Here are some additional points and advice shared by the community:
1. The person apologized for the alarming thread title and wondered how to edit it. They promised to keep the group updated and thanked members individually for their support.
2. They asked another member who has already had a reversal about their experience, specifically if their surgeon "stitched it up and tucked it in," and expressed concern about another possible stricture.
3. While waiting for surgery, they shared fears about adhesions and future strictures.
4. Community members advised being an informed and proactive member of the medical team to improve outcomes. This includes arriving prepared, communicating clearly, and taking responsibility for post-operative care.
5. One member suggested changing the thread title to something clearer, like "My Surgery Nears," to avoid alarming readers.
6. A member named Dexie shared their first-hand reversal experience:
- The surgeon reported an excellent reconnection with no leaks and minimal adhesions.
- They passed stool on the day of surgery, tolerated food the next day, and were discharged after two days.
- Experienced only a few days of urgency, which resolved quickly.

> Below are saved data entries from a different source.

Issue #1033, opened 2022-04-15
Cookie parameter "domain" might be wrongly encoded (for non-ASCII-only domains)


d-maurer:
HTTP specifies "ISO-8859-1" as charset to be used in its headers; however, recently non-ASCII characters are deprecated altogether. This poses the question how to encode non-ASCII material in those headers.

There are many competing standards to encode non-ASCII as ASCII, even in the context of HTTP. Often, the relevant specifications do not answer the question which encoding should be used.

Originally, domain names have been ASCII-only; but then international domain names have been allowed together with the IDNA standard which specifies how international domain names can be ASCII encoded. Implementing the cookie enhancement, I chose this encoding for the `domain` parameter. This choice might have been wrong.
Working on #1027, I recognized that modern browsers might instead expect the usual UTF-8 than URL-quote  encoding (which is significantly simpler than IDNA) also for the `domain` cookie parameter.

I have no means to determine which is the "correct" (i.e. supported by modern browser) encoding.

PR #1041, opened 2022-05-17
Strip leading `.` from cookie domain names.

icemac:
If the value of the `domain` attribute in the cookie starts with `.` Zope currently breaks.
But according to https://www.rfc-editor.org/rfc/rfc6265#section-4.1.2.3 it should be allowed.

I added a test and a fix, without the fix the new test breaks with:

```
Error in test test_domain (ZPublisher.tests.test_cookie.CookieParameterRegistryTests)
  File "/.../lib/python3.7/unittest/case.py", line 59, in testPartExecutor
    yield
  File "/.../lib/python3.7/unittest/case.py", line 628, in run
    testMethod()
  File "/.../Zope/src/ZPublisher/tests/test_cookie.py", line 150, in test_domain
    _, v = convertCookieParameter("domain", ".zope.dev")
  File "/.../Zope/src/ZPublisher/cookie.py", line 152, in convert
    return nn, (value if value is None else self[nn](value))
  File "/.../Zope/src/ZPublisher/cookie.py", line 249, in domain_converter
    value = ".".join(to_str(ToASCII(nameprep(c))) for c in u_value.split("."))
  File "/.../Zope/src/ZPublisher/cookie.py", line 249, in <genexpr>
    value = ".".join(to_str(ToASCII(nameprep(c))) for c in u_value.split("."))
  File "/.../lib/python3.7/encodings/idna.py", line 73, in ToASCII
    raise UnicodeError("label empty or too long")
UnicodeError: label empty or too long
```

### DIFF
--- a/src/ZPublisher/cookie.py
+++ b/src/ZPublisher/cookie.py
@@ -242,7 +242,14 @@ def domain_converter(value):
         return value
     from encodings.idna import ToASCII
     from encodings.idna import nameprep
-    return ".".join(to_str(ToASCII(nameprep(c))) for c in u_value.split("."))
+    add_leading_dot = False
+    if u_value.startswith("."):
+        u_value = u_value[1:]
+        add_leading_dot = True
+    value = ".".join(to_str(ToASCII(nameprep(c))) for c in u_value.split("."))
+    if add_leading_dot:
+        value = f".{value}"
+    return value
 
 
 registerCookieParameter("Domain", domain_converter)
--- a/src/ZPublisher/cookie.py
+++ b/src/ZPublisher/cookie.py
@@ -242,8 +242,9 @@ def domain_converter(value):
         return value
     from encodings.idna import ToASCII
     from encodings.idna import nameprep
+
     # According to https://www.rfc-editor.org/rfc/rfc6265#section-4.1.2.3 a
-    # leading dot is ignored. If it is there `ToASCII` breaks on the empty
+    # leading dot is ignored. If it is there `ToASCII`, breaks on the empty
     # string:
     u_value = u_value.lstrip('.')
     return ".".join(to_str(ToASCII(nameprep(c))) for c in u_value.split("."))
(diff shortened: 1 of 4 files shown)


dataflake (approved):

d-maurer (approved):

src/ZPublisher/cookie.py
```diff
@@ -242,6 +242,10 @@ def domain_converter(value):
         return value
     from encodings.idna import ToASCII
     from encodings.idna import nameprep
```
icemac, line 244: @d-maurer Is it necessary to do these imports here instead of at the top of the module?

dataflake: I don't see a good reason for that, just move them to the top.

src/ZPublisher/cookie.py
```diff
@@ -242,7 +242,14 @@ def domain_converter(value):
...
-    return ".".join(to_str(ToASCII(nameprep(c))) for c in u_value.split("."))
+    add_leading_dot = False
+    if u_value.startswith("."):
+        u_value = u_value[1:]
+        add_leading_dot = True
+    value = ".".join(to_str(ToASCII(nameprep(c))) for c in u_value.split("."))
+    if add_leading_dot:
+        value = f".{value}"
```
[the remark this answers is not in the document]
icemac: Fixed in https://github.com/zopefoundation/Zope/pull/1041/commits/39617784c47bf1695cca6d164a500ab789af0599.

d-maurer:
Michael Howitz wrote at 2022-5-17 23:25 -0700:
***@***.*** commented on this pull request.
>
>
>
>> @@ -242,6 +242,10 @@ def domain_converter(value):
>         return value
>     from encodings.idna import ToASCII
>     from encodings.idna import nameprep
>
***@***.*** Is it necessary to do these imports here instead of at the top of the module?

They are here for documentation/modularity purposes:
this documents that they are special to this converter and not used
elsewhere.


Maybe, we should consider
"https://github.com/zopefoundation/Zope/issues/1033":
meanwhile, I believe that using the IDNA encoding (in this place) is wrong
altogether and that it should get replaced by normal URL quoting
(with safe characters defined by
"https://datatracker.ietf.org/doc/html/rfc3986.html#section-3.2.2").
IDNA is likely necessary only in interactions with the DNS;
Browsers apparently do not expect IDNA encoding in the `host` part
of an URL but normal URL quoting.

dataflake:
I'm going to merge this, #1033 is a separate issue for a separate PR.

- The stoma site was left to heal from the inside out without stitches, and four small laparoscopic incisions were closed with surgical glue.
- The biggest post-op issue was catching a respiratory virus that caused coughing and may have led to a small hernia, highlighting the need to protect the abdomen when coughing.
7. Community members pledged ongoing prayer support and encouraged the person to update the forum once the surgery is complete.